Chen Yuehua, Su Yuan, Pang Xufeng, Song Xiaoxia, Zhao Wanjun, Yu Mingming
Department of Nuclear Medicine, The Affiliated Hospital of Qingdao University, Qingdao, China.
Front Oncol. 2022 Apr 21;12:869260. doi: 10.3389/fonc.2022.869260. eCollection 2022.
To prepare technetium-99m (Tc)-labeled pH (low) insertion peptide variant 7 [pHLIP (Var7)] and carry out small-animal single-photon-emission computed tomography (SPECT)/computed tomography (CT) imaging of tumor-bearing nude mice to study its value in the early diagnosis of triple-negative breast cancer (TNBC).
The pHLIP (Var7) sequence was synthesized solid-phase peptide synthesis. Four amino acids, Gly-(D)-Ala-Gly-Gly, were attached to the N-terminus of pHLIP (Var7) to form a strong chelating group containing an N4 structure. The peptide was labeled with Tc using a direct labeling method. We determined the binding fraction of Tc-pHLIP (Var7) to MDA-MB-231 cells. Serial biodistribution studies and small-animal SPECT/CT imaging in MDA-MB-231 TNBC-bearing mice were performed using Tc-pHLIP (Var7).
The radiochemical yield and purity of Tc-pHLIP (Var7) were 99.49 ± 0.17% and 99.63 ± 0.44%, respectively. The radiochemical purity was still more than 96% after 24 h in serum. The binding fraction of Tc-pHLIP (Var7) to MDA-MB-231 cells continuously increased in an acidic environment and was significantly higher than the cell-binding fraction (P < 0.01) at pH = 7.4 and the cell-binding fraction (P < 0.01) of Tc-kVar7 at different pH values (pH = 6.0, 6.5, 7.0 and 7.4) at each time point (P < 0.01). The distribution of Tc-pHLIP (Var7) in tumors at each time point was significantly greater than that of Tc-kVar7 (P < 0.01). SPECT/CT imaging was largely consistent with the biodistribution results; the tumor was clearly imaged at each time point after injection of Tc-pHLIP (Var7) but could not be imaged after injection of Tc-kVar7.

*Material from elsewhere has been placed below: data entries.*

PR #299, opened 2025-04-30
Add `pg` log source to log entries.

hugopl:
Even the only module emitting logs is named `PQ` because of postgres libpq, etc... IMO it makes more sense to use the shard name as log source, or maybe `pg.pq`, since most people consuming this log entry will thing that `pq` was a typo for `pg` 😅


straight-shoota (approved):

will:
Thanks!

PR #301, opened 2025-07-18
Subscribe to logical replication

jgaskins:
The basic idea is that you create a replication subscription with `PG.connect_replication`. It's similar to `PG.connect_listen` but, unlike a `LISTEN` connection where every message is the same type (it just yields strings), each message can be a different type. So instead of passing a block you pass a `PG::Replication::Handler` instance with `received` methods defined for receiving different types of replication messages:

```crystal
class MyHandler
  include PG::Replication::Handler

  # Override this to tell the Postgres server where you are in the WAL.
  # Make sure you `yield` in between any setup and teardown.
  def received(data : PG::Replication::XLogData, connection : PG::Replication::Connection)
    yield
    connection.last_wal_byte_applied = data.wal_end
    connection.last_wal_byte_flushed = data.wal_end
  end

  # New relation defined
  def received(relation : PG::Replication::Relation)
  end

  # Record updated
  def received(update : PG::Replication::Update)
  end
end

subscriber = PG.connect url,
  handler: MyHandler.new,
  publication_name: "my_publication",
  slot_name: "my_replication_slot"
```

The default is to do nothing when receiving a `WALMessage`.

Most of the work here happens in `XLogData` events, which contain the `WALMessage`s that people will actually care about. Everything else seems to be protocol meta. The objects passed to the handler's `received` methods are the `XLogData`'s `message` value and are decoded based on message formats specified in [the Postgres docs](https://www.postgresql.org/docs/current/protocol-logicalrep-message-formats.html).

There are still some things I need and/or want to do here:
- [x] Implement message types
  - [x] Begin
  - [x] Message
  - [x] Commit
  - [x] Origin
  - [x] Relation
  - [x] Type
  - [x] Insert
  - [x] Update
  - [x] Delete
  - [x] Truncate
- [ ] Allow decoding `TupleData` as other types (rather than raw `Bytes`)
- [ ] Allow starting the WAL from somewhere other than the beginning
- [x] Implement keepalive responses
- [x] Since logical replication requires a change to `postgresql.conf`, the specs need to be opt-in or enabled only when logical replication is enabled

The initial spec does successfully invoke the handler's methods for the `CREATE TABLE`, `INSERT`, and `UPDATE` commands.

### DIFF
--- a/src/pg/replication.cr
+++ b/src/pg/replication.cr
@@ -1,0 +1,549 @@
+module PG::Replication
+  module Handler
+    def received(frame)
+    end
+  end
+
+  class Connection
+    getter handler : Handler
+    getter publication_name : String
+    getter slot_name : String
+    @latest_wal = 0i64
+
+    def initialize(uri : URI | String, @handler, *, @publication_name, @slot_name, blocking : Bool = false)
+      if uri.is_a? String
+        uri = URI.parse(uri)
+      else
+        uri = uri.dup
+      end
+      query_params = uri.query_params
+      query_params["replication"] = "database"
+      uri.query_params = query_params
+      @conn = DB.connect(uri).as(PG::Connection)
+      @conn.listen_replication(
+        publication_name: publication_name,
+        slot_name: slot_name,
+        blocking: blocking,
+      ) do |frame|
+        received frame
+      end
+
+      spawn do
+        loop do
+          sleep 10.seconds
+          send_keepalive
+        end
+      end
+    end
+
+    def received(frame : CopyBoth)
+    end
+
+    def received(frame : CopyData)
+      received frame.data
+    end
+
+    def received(data : XLogData)
+      handler.received data.message
+    end
+
+    def received(keepalive : KeepAlive)
+      @latest_wal = keepalive.wal_end
+      send_keepalive if keepalive.response_expected?
+    end
+
+    # This shouldn't ever be received, but it can be represented in memory so we
+    # need to include it for completeness.
+    def received(response : KeepAliveResponse)
+      raise NotImplementedError.new("KeepAliveResponses are intended to be sent, not received")
+    end
+
+    def close
+      send_keepalive
+      @conn.close
+    end
+
+    def send_keepalive
+      write { send_keepalive! }
+    end
+
+    private def send_keepalive! : Nil
+      CopyData.new(
+        StandbyStatusUpdate.new(
+          last_wal_byte_received: @latest_wal,
+          last_wal_byte_flushed: @latest_wal,
+          last_wal_byte_applied: @latest_wal,
+        )
+      )
+        .to_io @conn.connection.soc
+
+      @conn.connection.soc.flush
+    end
+
+    private def write(&)
+      write_mutex.synchronize { yield }
+    end
+
+    getter write_mutex = Mutex.new
+  end
+
+  abstract struct Frame
+    def self.from_io(io : IO) : self
+      case byte = io.read_byte
+      when nil
+        raise IO::EOFError.new("Connection was unexpectedly terminated")
+      when 'W'
+        CopyBoth.new(io)
+      when 'd'
+        CopyData.new(io)
+      else
+        raise Error.new("Unexpected byte marker: 0x#{byte.to_s(16)} (#{byte.chr.inspect})")
+      end
+    end
+  end
+
+  struct CopyBoth < Frame
+    getter format : Format
+    getter column_formats : Array(Int16)
+
+    def initialize(io : IO)
+      size = io.read_bytes(Int32, IO::ByteFormat::NetworkEndian)
+      sized = IO::Sized.new(io, size - 4)
+      @format = Format.new(sized.read_bytes(Int8, IO::ByteFormat::NetworkEndian))
+      column_count = sized.read_bytes(Int16, IO::ByteFormat::NetworkEndian)
+      @column_formats = Array.new(column_count) do
+        sized.read_bytes(Int16, IO::ByteFormat::NetworkEndian)
+      end
+      sized.close
+    end
+
+    enum Format : Int8
+      Text   = 0
+      Binary = 1
+    end
+  end
+
+  struct CopyData < Frame
+    getter data : XLogData | KeepAlive | KeepAliveResponse
+
+    def initialize(io : IO)
+      size = io.read_bytes(Int32, IO::ByteFormat::NetworkEndian)
+      case byte = io.read_byte
+      when Nil
+        raise IO::EOFError.new("Connection was unexpectedly terminated")
+      when 'w'
+        @data = XLogData.new(io)
+      when 'k'
+        @data = KeepAlive.new(io)
+      else
+        raise Error.new("Unexpected CopyData byte marker: 0x#{byte.to_s(16)} (#{byte.chr.inspect})")
+      end
+    end
+
+    def initialize(@data)
+    end
+
+    def to_io(io : IO) : Nil
+      buffer = IO::Memory.new
+      io << 'd'
+      payload = IO::Memory.new.tap { |buf| data.to_io buf }.to_slice
+      io.write_bytes payload.bytesize + 4, IO::ByteFormat::NetworkEndian
+      io.write payload
+    end
+  end
+
+  struct XLogData
+    getter wal_start : Int64
+    getter wal_end : Int64
+    getter timestamp : Time
+    getter message : WALMessage
+
+    def initialize(io : IO)
+      @wal_start = io.read_bytes(Int64, IO::ByteFormat::NetworkEndian)
+      @wal_end = io.read_bytes(Int64, IO::ByteFormat::NetworkEndian)
+      @timestamp = TimeParser.call(io)
+      @message = WALMessage.new(io)
+    end
+
+    def to_io(io : IO) : Nil
+      raise NotImplementedError.new("XLogData messages are meant to be sent by the server, not received by the client")
+    end
+  end
+
+  struct KeepAlive
+    getter wal_end : Int64
+    getter timestamp : Time
+    getter? response_expected : Bool
+
+    def initialize(io : IO)
+      @wal_end = io.read_bytes(Int64, IO::ByteFormat::NetworkEndian)
+      @timestamp = TimeParser.call(io)
+      @response_expected = io.read_bytes(Int8, IO::ByteFormat::NetworkEndian) == 1
+    end
+
+    def to_io(io : IO) : Nil
+      raise NotImplementedError.new("KeepAlives are intended to be received from the server, not sent to it")
+    end
+  end
+
+  abstract struct KeepAliveResponse
+  end
+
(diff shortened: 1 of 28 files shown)


src/pg/replication.cr
```diff
@@ -0,0 +1,353 @@
+module PG::Replication
```
jgaskins, line 6: I can't tell yet if this should be `LogicalReplication` or if physical replication uses the same concepts.

src/pg/replication.cr
```diff
@@ -0,0 +1,353 @@
...
+  module Handler
+    def received(frame)
+    end
```
jgaskins, line 51: This is needed so that you don't get compile-time errors when you don't define all possible messages. It doesn't have to be untyped, though. It might be better to be explicit that this is for `WALMessage` objects only.

src/pg/replication.cr
```diff
@@ -0,0 +1,353 @@
...
+        publication_name: publication_name,
+        slot_name: slot_name,
+        blocking: blocking,
+      ) do |frame|
+        received frame
+      end
+    end
+
+    def received(frame : CopyBoth)
+    end
```
jgaskins, line 175: I don't know what to do here or if there's anything _to_ do. This is the first message that comes in after you send the `START_REPLICATION` command.

src/pg/replication.cr
```diff
@@ -0,0 +1,353 @@
...
+
+    def received(frame : CopyData)
+      received frame.data
+    end
```
jgaskins, line 180: This is the message that contains the `XLogData`

src/pg/replication.cr
```diff
@@ -0,0 +1,353 @@
...
+
+    def received(data : XLogData)
+      handler.received data.message
+    end
```
jgaskins: … and the `XLogData` contains the `WALMessage`.

src/pg/replication.cr
```diff
@@ -0,0 +1,353 @@
...
+        raise Error.new("Unexpected WAL message byte marker: 0x#{byte.to_s(16)} (#{byte.chr.inspect})")
+      end
+    end
+
+    protected def read(io : IO, int : Int.class)
+      io.read_bytes int, IO::ByteFormat::NetworkEndian
+    end
+
+    protected def read_string(io : IO) : String
+      io.read_line('\0', chomp: true)
```
jgaskins: This usage makes me think `read_line` is a misnomer for this method. It's reading up to a delimiter.

This may also be the least efficient part of this whole PR. Reading a string up to a delimiter may involve internal reallocations for longer strings as the buffer keeps filling up.

src/pg/replication.cr
```diff
@@ -0,0 +1,353 @@
...
+    protected def read_tuple_data(io) : TupleData
+      column_count = read(io, Int16)
+      Array.new(column_count) do
+        case byte = io.read_byte
+        when Nil
+          raise IO::EOFError.new("Connection was unexpectedly terminated")
+        when 'n'
+          nil
+        when 'u'
+          UnchangedTOASTValue.new
```
jgaskins: I haven't tested this yet, but the docs say that [an unchanged TOASTed value is not sent](https://www.postgresql.org/docs/current/protocol-logicalrep-message-formats.html#PROTOCOL-LOGICALREP-MESSAGE-FORMATS-TUPLEDATA), so I'm assuming it's just a marker to indicate that the previous value is unchanged to avoid sending huge strings over the wire unnecessarily.

src/pq/connection.cr
```diff
@@ -188,45 +189,44 @@ module PQ
       end
     end
 
+    def start_replication_frame_loop(publication_name : String, slot_name : String, &block : PG::Replication::Frame ->)
+      command = "START_REPLICATION SLOT #{slot_name} LOGICAL 0/0 (proto_version '1', binary 'true', publication_names '#{publication_name}')"
```
jgaskins: A few notes on this line:

- There are currently [4 `proto_version` values](https://www.postgresql.org/docs/current/protocol-logical-replication.html#PROTOCOL-LOGICAL-REPLICATION-PARAMS), but anything other than `1` requires Postgres 14+ and changes how some `WALMessage`s are decoded. Supporting these dynamically would be more complicated, so I'm just supporting the baseline out of the gate.
- This is currently hardcoded to start at the beginning of the WAL (`0/0`). The `PG.listen_replication` method should almost certainly be updated to allow passing in other LSNs to start from a different point in the WAL history.

src/pq/connection.cr
```diff
@@ -188,45 +189,44 @@ module PQ
...
 
-    private def handle_notification(frame : Frame::NotificationResponse)
-      notification_handler.call(frame.as_notification)
+    private def handle_async_frames(frame : Frame::NoticeResponse)
+      notice_handler.call(frame.as_notice)
+      true
     end
 
-    private def handle_parameter(frame : Frame::ParameterStatus)
+    private def handle_async_frames(frame : Frame::ParameterStatus)
```
jgaskins, line 236: The reason I updated this was because I was originally going to try to reuse `read_async_frame_loop`. That didn't work, but along the way I realized that the `if frame.is_a?` was basically a `case` statement, and even that was equivalent to just using an overloaded method. When I backed out my attempt, I just left it because I think this refactor still simplifies the code a bit.

src/pq/connection.cr
```diff
@@ -239,18 +239,21 @@ module PQ
...
+    def connect(*, replication : String? = nil)
       startup_args = [
         "user", @conninfo.user,
         "database", @conninfo.database,
         "application_name", @conninfo.application_name,
         "client_encoding", "utf8",
       ]
+      if replication
+        startup_args << "replication" << replication
+      end
```
jgaskins, line 263: `["replication", "true"]` enables physical-replication mode and `["replication", "database"]` enables logical-replication mode ([docs](https://www.postgresql.org/docs/current/protocol-replication.html)). `PG::Replication::Connection` [currently hardcodes it to `"database"`](https://github.com/will/crystal-pg/pull/301/files#diff-9db8c24b86773bc96353706cc4aec1b44c47b8ee0e06c8a2828d818b9605e004R19) to enable logical replication.

jgaskins (commented):
Just some notes about the current state of things. Some of them are subject to change.

src/pq/connection.cr
will: FWIW postgres 13 is EOL in 3 months I think. Still starting support with only 1 is probably fine.

will:
I've not done much with logical replication myself, so I cant comment on the details of the protocol here, but it all seems super cool!

src/pq/connection.cr
jgaskins: Nice. Main addition of in v2 is transaction ids on various actions, which could be useful for some that might want this functionality. I wouldn't say it's necessary since the events are linear (all CRUD actions map to the transaction id from the most recent `Begin` WAL message), but it might still be useful.

jgaskins:
I've had to add Debezium to our stack to pull some data into our data warehouse. All the trouble I've had getting it working got me wondering how easy or difficult it would be to just consume the WAL ourselves and emit a similar output structure. _Completely_ nerd-sniped.

> I cant comment on the details of the protocol here

I'm hoping nobody will need to be all that concerned with it. 😄 It's not *super* complicated, but I want to come up with a good set of tests that illustrate that replication is working/broken by just performing actions and asserting on things appearing in the stream of logical replication events.

jgaskins:
Alrighty, I think this is at least ready for initial review. Feel free to let me know if anything is unclear.

will:
Awesome, thanks! I think this is all good to go. Could you add a changelog entry too please first?

jgaskins:
Sweet, will do. I did find a bug the other night, though, that I still need to address. Specifically: error frames aren't being decoded on this connection. While looking into that, I realized the error frame is [this error](https://www.postgresql.org/docs/current/protocol-message-formats.html#PROTOCOL-MESSAGE-FORMATS-ERRORRESPONSE), which you've already got here. Same message structure, which makes sense.

Then I wondered, since that's the same as `ErrorResponse`, if the [`CopyBoth` message](https://github.com/will/crystal-pg/pull/301/files#diff-9db8c24b86773bc96353706cc4aec1b44c47b8ee0e06c8a2828d818b9605e004R158-R177) is documented on that page, too. And [it is](https://www.postgresql.org/docs/current/protocol-message-formats.html#PROTOCOL-MESSAGE-FORMATS-COPYBOTHRESPONSE). That's when I realized I _could've_ reused the same connection structure as `LISTEN` like I originally intended.

I think, for the moment, I'll just reimplement the error frame here (the pattern I used in implementing these messages turned out pretty decent) and refactor toward reuse later.

jgaskins:
I've been running this PR in production to replace Debezium with a custom CDC implementation and it's been going pretty well. Last night it did start running into disconnection issues under sustained heavy write load, but that was fixed in these commits:

- https://github.com/will/crystal-pg/pull/301/commits/aad0585ac40d0245fa10099a349abd1c23e91541 adds automatic reconnect until explicitly closed
  - I'm not sure it's is the *correct* solution but, all things considered, it seems like a reasonable tradeoff. The `PG::Replication::Connection` instance tracks WAL cursors that haven't been sent to the server yet, so ideally we recover precisely where we left off.
- https://github.com/will/crystal-pg/pull/301/commits/de7771ffc65bb2ad39777903ebd98a8127abc887 makes the Postgres keepalive interval configurable
  - CloudNativePG sets `wal_sender_timeout` to [5 seconds](https://cloudnative-pg.io/docs/1.25/release_notes/edb-cloud-native-postgresql#:~:text=During%20a%20failover%2C%20wait%20to%20select%20a%20new%20primary%20until%20all%20the%20WAL%20streaming%20connections%20are%20closed.%20The%20operator%20now%20sets%20by%20default%20wal_sender_timeout%20and%20wal_receiver_timeout%20to%205%20seconds%20to%20make%20sure%20standby%20nodes%20will%20quickly%20notice%20if%20the%20primary%20has%20network%20issues) (from the Postgres default of 60 seconds) in order to reduce failover latency. That's less than the 10 seconds I'd hardcoded and this is why you don't use magic numbers.
  - A CPU-bound WAL handler won't guarantee the interval because Crystal's fiber scheduler doesn't preempt, so the WAL consumer's handler code needs to yield if it's doing a lot of work.

Even though the second commit fixed the disconnection issue I was seeing, getting disconnected for _any_ reason shouldn't require us to re-run WAL data we've already processed, so the first commit is still helpful.

After deploying these two changes, I ran the heavy write load again and we're getting CPU usage of 0.7-1.3% and RAM usage of 4MB on my Crystal CDC pod. I thought surely something was broken because that's far fewer resources than I expected under load (and certainly less than Debezium was consuming) but the data's appearing downstream so it's just surprisingly efficient.

will:
Oh wow that sounds great! Let's get this in then. I plan to press the squash and merge button, but let me know if you'd rather move things around yourself?

jgaskins:
I went ahead and touched up the commit history to boil the original 28 or so original commits down to 5 meaningful changes.

will:
Thanks!!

Tc-pHLIP (Var7) showed a high radiochemical yield and stability and was highly concentrated in tumor tissues. Although there was strong radioactive background in the abdomen of tumor-bearing nude mice, it did not hinder early diagnosis of TNBC.
制备99m锝(Tc)标记的pH(低)插入肽变体7 [pHLIP(Var7)],并对荷瘤裸鼠进行小动物单光子发射计算机断层扫描(SPECT)/计算机断层扫描(CT)成像,以研究其在三阴性乳腺癌(TNBC)早期诊断中的价值。
采用固相肽合成法合成pHLIP(Var7)序列。在pHLIP(Var7)的N端连接4个氨基酸Gly-(D)-Ala-Gly-Gly,形成含N4结构的强螯合基团。采用直接标记法用Tc标记该肽。测定了Tc-pHLIP(Var7)与MDA-MB-231细胞的结合率。使用Tc-pHLIP(Var7)对荷MDA-MB-231 TNBC的小鼠进行系列生物分布研究和小动物SPECT/CT成像。
Tc-pHLIP(Var7)的放射化学产率和纯度分别为99.49±0.17%和99.63±0.44%。在血清中放置24 h后,放射化学纯度仍高于96%。在酸性环境中,Tc-pHLIP(Var7)与MDA-MB-231细胞的结合率持续升高,且在pH = 7.4时显著高于细胞结合率(P < 0.01),在每个时间点,其与不同pH值(pH = 6.0、6.5、7.0和7.4)下Tc-kVar7的细胞结合率相比也显著升高(P < 0.01)。各时间点Tc-pHLIP(Var7)在肿瘤中的分布均显著高于Tc-kVar7(P < 0.01)。SPECT/CT成像结果与生物分布结果基本一致;注射Tc-pHLIP(Var7)后各时间点肿瘤均清晰显影,而注射Tc-kVar7后肿瘤未显影。
Tc-pHLIP(Var7)具有较高的放射化学产率和稳定性,且在肿瘤组织中高度浓聚。虽然荷瘤裸鼠腹部有较强的放射性本底,但不影响TNBC的早期诊断。